Part of what motivates me to retain the rarer typographical marks in Hearn’s work, along with the preservationist impulse, is how well these marks match up with the content of the stories. Whoever put them there—whether that was Hearn, his editor, or the book designer—they often have a clear ironic intent, especially when it comes to sex. Uncharacteristic for a male writer of his era, Hearn was frank and unsparing about hypocrisy in that regard. Many of the tales in Shadowings and elsewhere revolve around women who are betrayed by their husbands and lovers. A more straightforward translation or retelling might romanticize the suffering of these women, but Hearn actively intervenes, questioning the ethical grounding of the stories.
This criticism is particularly sharp and humorous in “Corpse-Rider”, a gruesome tale in which a practitioner of Chinese traditional medicine advises an unfaithful husband, who fears being killed by dead wife’s vengeful spirit, to ride atop her reanimated corpse until sunrise. He succeeds and survives, at least according to legend, and this elicits an amusing mixture of outrage and pedantry from Hearn:
The conclusion of this story I do not think to be morally satisfying. It is not recorded that the corpse-rider became insane, or that his hair turned white: we are told only that “he worshipped the inyōshi [the Chinese medicine practitioner] with tears of gratitude.” A note appended to the recital is equally disappointing. “It is reported,” the Japanese author says, “that a grandchild of the man [who rode the corpse] still survives, and that a grandson of the inyōshi is at this very time living in a village called Otokunoi-mura [probably pronounced Otonoi-mura].”

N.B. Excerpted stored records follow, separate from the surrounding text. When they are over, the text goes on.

Issue #9040, opened 2017-01-21
Delegate's hash code is poor


stephentoub:
Delegate's GetHashCode just returns the hash code of the delegate type.  For a scenario where delegates are used as keys in a dictionary, this leads to obvious performance problems.  We should look at coming up with a better GetHashCode that properly factors in the target object and method, in all of the various forms a delegate can take.

mburbea:
When does it make sense to use delegates as keys to a dictionary? I guess it'd be best to just remove the `GetHashCode` impelementation and rely on the built-in object one. That's probably a breaking change.

stephentoub:
> When does it make sense to use delegates as keys to a dictionary

This came from a reported performance problem from a developer. I don't have details on their exact scenario.

> guess it'd be best to just remove the GetHashCode impelementation and rely on the built-in object one.

That would mean that delegates to the same method could have different hash codes. As you say, it'd be a big breaking change.

mburbea:
Well, it's still an improvement over delegates of the same type have the same key. (Unless your dictionary is literally keyed by `Delegate`. A key like `Func<int,int>` means every key hashes the same.)

I'd have to assume that delegates used for this purpose are cached, as creating new delegates isn't particularly cheap.

jkotas:
A significant breaking change is never an improvement.

mburbea:
@jkotas, I don't follow. Changing anything about it would be a "significant" breaking change. Equality would still work, and the usual case (cached delegates being used as keys) would see a performance improvement.

stephentoub:
> I don't follow

Code like:
```C#
static Dictionary<Action, State> s_data = ...;
static void SomeMethod() { ... }
...
State s;
if (s_data.TryGetValue(SomeMethod, out s))
{
    ...
}
```
would stop working, due to the delegate instances created for SomeMethod not being the same object and thus very likely having different hash codes.

While such a code example may not have great performance, such code exists.  The fact that at least one real-world app was experiencing slow downs as a result of this issue highlights that people do rely on delegates being used as keys in dictionaries, for whatever reason.

mburbea:
Thanks for the example, you're correct such code would fail if we changed to the default method. 

Building a proper hashcode for a delegate would be tricky as you'd have to consider the invocation lists as well.

jkotas:
[...]

PR #11019, opened 2017-04-17
Fixing Delegate's hash code's distribution

mountgellert:
Delegate's GetHashCode just returns the hash code of the delegate type. For a scenario where delegates are used as keys in a dictionary, this leads to obvious performance problems. We should look at coming up with a better GetHashCode that properly factors in the target object and method, in all of the various forms a delegate can take.

Fixes https://github.com/dotnet/coreclr/issues/9040

### DIFF
--- a/src/mscorlib/src/System/Delegate.cs
+++ b/src/mscorlib/src/System/Delegate.cs
@@ -179,7 +179,10 @@ namespace System
             else
                 return unchecked((int)((long)this._methodPtrAux));
             */
-            return GetType().GetHashCode();
+            if (_methodPtrAux.IsNull())
+                return ( _target != null ? RuntimeHelpers.GetHashCode(_target) * 33 : 0) + GetType().GetHashCode();
+            else
+                return GetType().GetHashCode();
         }
 
         public static Delegate Combine(Delegate a, Delegate b)
--- a/tests/src/CoreMangLib/cti/system/delegate/delegategethashcode1.cs
+++ b/tests/src/CoreMangLib/cti/system/delegate/delegategethashcode1.cs
@@ -218,7 +218,7 @@ namespace DelegateTest
         {
             bool retVal = true;
 
-            TestLibrary.TestFramework.BeginScenario("PosTest7:  Use the different instance's same instance method to create two delegate which delegate object is the same,their hashcode is equal");
+            TestLibrary.TestFramework.BeginScenario("PosTest7:  Use the different instance's same instance method to create two delegate which delegate object is the same, their hashcode is different");
 
             try
             {
@@ -226,7 +226,7 @@ namespace DelegateTest
                 booldelegate workDelegate = new booldelegate(new TestClass(1).StartWork_Bool);
                 booldelegate workDelegate1 = new booldelegate(new TestClass1(2).StartWork_Bool );
 
-                if (workDelegate.GetHashCode()!=workDelegate1.GetHashCode())
+                if (workDelegate.GetHashCode()==workDelegate1.GetHashCode())
                 {
                     TestLibrary.TestFramework.LogError("013", "HashCode is not excepted ");
                     retVal = false;


src/mscorlib/src/System/Delegate.cs
```diff
@@ -179,7 +179,7 @@ public override int GetHashCode()
             else
                 return unchecked((int)((long)this._methodPtrAux));
             */
-            return GetType().GetHashCode();
+            return ( _target != null ? _target.GetHashCode() : 0) * 33 + GetType.GetHashCode();
```
jkotas: `_target` should be included in the hash code only if  `_methodPtrAux` is null.

`_target` is overloaded field. It points other helper delegate objects when _methodPtrAux is non-null. The table at https://github.com/dotnet/coreclr/blob/5e03cb09e3754e4a3430ba424a1352b9c01ff098/src/vm/comdelegate.cpp#L3471 has the summary of the different options.

jkotas: Also, this needs to use `RuntimeHelpers.GetHashCode` so that it is not exposed to how custom types implement GetHashCode (e.g. they can implement it as `throw new NotSupportedException()`).

mountgellert: So something like
```
            if (_methodPtrAux.IsNull())
                return ( _target != null ? _target.GetHashCode() : 0) * 33 + GetType.GetHashCode();
            else
                return GetType.GetHashCode();
```
would be more suitable?

mountgellert: I don't really understand this comment; you mean instead of GetType().GetHashCode()?

mountgellert:
Now it seems to build.

mountgellert:
Windows_NT x64 Release Priority 1 Build and Test fails due to
```
                booldelegate workDelegate = new booldelegate(new TestClass(1).StartWork_Bool);
                booldelegate workDelegate1 = new booldelegate(new TestClass1(2).StartWork_Bool );
```

Having a different hash code with my changes. They are clearly different delegates, does it makes sense to have the same return code?

@jkotas if you agree on that, I'd modify the testcase as well so it would accept this (by basically flipping the comparism)

src/mscorlib/src/System/Delegate.cs
jkotas: I meant [`RuntimeHelpers.GetHashCode` ](https://msdn.microsoft.com/en-us/library/11tbk3h9(v=vs.110).aspx).

jkotas:
> Having a different hash code with my changes. They are clearly different delegates, does it makes sense to have the same return code?

Agree - the test needs updating.

> That one also does go through the invocationlist and not the target.

The invocationList will contain other Delegate object for MulticastDelegates, so it will end up calling your hashing function recursively.

> Does this mean that there is no easy way to solve this problem, and generally delegates shouldn't be used as keys in dictionaries?

I think your implementation works fine. It needs to be tested well though.

danmosemsft:
Are automated tests possible? (Ie., can we write a test where it's guaranteed that X and Y will have different hashcodes?). If so it would be great to have a CoreFX PR up.

mountgellert:
@danmosemsft Actually there is a test already that fails now, DelegateGetHashCode.PosTest7

src/mscorlib/src/System/Delegate.cs
mountgellert: Ah, to get the nonvirtual hashcode. Sure, updated.

mountgellert:
@jkotas I'm trying to figure out whether I need to update the Equals() method as well, can you advise.

jkotas:
No change needed in `Delegate.Equals`

mountgellert:
Than this is up for merge.

jkotas:
- delegategethashcode1.cs had a Unicode encoding, so it was showing up as binary in the diff. I have fixed the encoding of the file. Could you please resolve the conflict with it?

- We should add a regression test to corefx repo that fails without this change, and that will pass with this change. E.g. this test can create two delegates pointing to the same method on different instances, and verify that they have different hashcode. It can retry say 100 times to deal with the rare case of collisions. (There is a very theoretical change that it may fail incorrectly even after 100 times ... but it is many orders of magnitude smaller than overall system unreliability, so this is ok.) Are you interested in taking care of that?

jkotas:
https://github.com/dotnet/corefx/blob/master/src/System.Runtime/tests/System/DelegateTests.cs would be a good place to add this test.

danmosemsft:
To try your tests:
Here's how to run tests in corefx against your private corelib: https://github.com/dotnet/corefx/blob/c2588415e91ca1d44885ac0bbe9bf8268adc4b48/Documentation/project-docs/developer-guide.md#testing-with-private-coreclr-bits

mountgellert:
@jkotas sure, will do

mountgellert:
@jkotas I rebased and squashed the commits

Regards the other question - the test DelegateGetHashCode.PosTest7 does exactly this

tests/src/CoreMangLib/cti/system/delegate/delegategethashcode1.cs
```diff
@@ -218,15 +218,15 @@ public bool PosTest7()
...
+            TestLibrary.TestFramework.BeginScenario("PosTest7:  Use the different instance's same instance method to create two delegate which delegate object is the same, their hashcode is different");
 
             try
             {
                 DelegateGetHashCode delctor = new DelegateGetHashCode();
                 booldelegate workDelegate = new booldelegate(new TestClass(1).StartWork_Bool);
                 booldelegate workDelegate1 = new booldelegate(new TestClass1(2).StartWork_Bool );
 
-                if (workDelegate.GetHashCode()!=workDelegate1.GetHashCode())
+                if (workDelegate.GetHashCode()==workDelegate1.GetHashCode())
```
jkotas: This has a very small probability of failing intermittently, but it is probably ok.

jkotas:
Thanks!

This village-name does not appear in any Japanese directory of to-day. But the names of many towns and villages have been changed since the foregoing story was written.

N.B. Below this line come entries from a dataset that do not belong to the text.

PR #11022, opened 2017-04-17
Remove Alpine for pipe builds

gkhanna79:
skip ci please

This PR removes Alpine from CoreCLR official builds since CoreFX and Core-Setup already do not support it.

@weshaggard @wtgodbe PTAL

FYI - @Petermarcu


gkhanna79:
Merging to unblock official builds.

This section is marked by another fascinating device, the asterism (⁂), a cluster of three asterisks that has the same function as a dinkus. From a print production standpoint, the variation is an inconvenience. Unicode, an encoding standard that allows the display of those rare characters, is not supported in Adobe Creative Suite, the graphic design software that I use. Very few fonts support them also, and I have to wade through the morass of program support pages and professional forums to find what I need—that or paste an asterism as a vector image, a task that comes with its own set of obstacles.

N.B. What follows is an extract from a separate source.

Issue #11223, opened 2017-04-26
[x86/Linux] JIT.Methodical.Boxing.seh._relfilter fail (GCStress=3)


wateret:
With GCStress=3 JIT.Methodical.Boxing.seh._relfilter fails on x86/Linux.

In the end, I was able to find a dinkus and an asterism that I liked. With the preliminary work done, I can lay out the book in ernest, which is very satisfying, like racing downhill on a bicycle. Nevertheless, I always get a sense of whiplash whenever I get back to work after having a bout of bad health. I feel as though I’ve been slacking—maybe I have. You can luxuriate in pain as well as in pleasure. But you can also luxuriate in persnickety details. They’re the pharmakon that binds together all those poorly set, loosely knitted words.